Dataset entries
::::::::::
PR #6731, opened 2020-09-04
Fixes #6675: Update IEventHubDataAdapter to support StreamId to partition mapping (#6676)

### LINKED ISSUE #6675: Hot partitions due to PartitionKey used in Event Hub Stream Provider

benjaminpetit:
* Fixes #6675: Include stream Namespace in PartitionKey for Event Hub messages
* Update IEventHubDataAdapter to support partition to StreamId mapping

@alexmg

### DIFF
--- a/src/Azure/Orleans.Streaming.EventHubs/Providers/Streams/EventHub/EventHubAdapterFactory.cs
+++ b/src/Azure/Orleans.Streaming.EventHubs/Providers/Streams/EventHub/EventHubAdapterFactory.cs
@@ -225,7 +225,8 @@ namespace Orleans.ServiceBus.Providers
             Dictionary<string, object> requestContext)
         {
             EventData eventData = this.dataAdapter.ToQueueMessage(streamGuid, streamNamespace, events, token, requestContext);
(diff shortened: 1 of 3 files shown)


alexmg:
Awesome! Thank you @benjaminpetit and @sergeybykov.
::::::::::
■ Exercise brief ■
Where does the string "EventHubAdapterFactory" appear in the records above? Show every line that holds it.

■ Result of this exercise ■
--- a/src/Azure/Orleans.Streaming.EventHubs/Providers/Streams/EventHub/EventHubAdapterFactory.cs
+++ b/src/Azure/Orleans.Streaming.EventHubs/Providers/Streams/EventHub/EventHubAdapterFactory.cs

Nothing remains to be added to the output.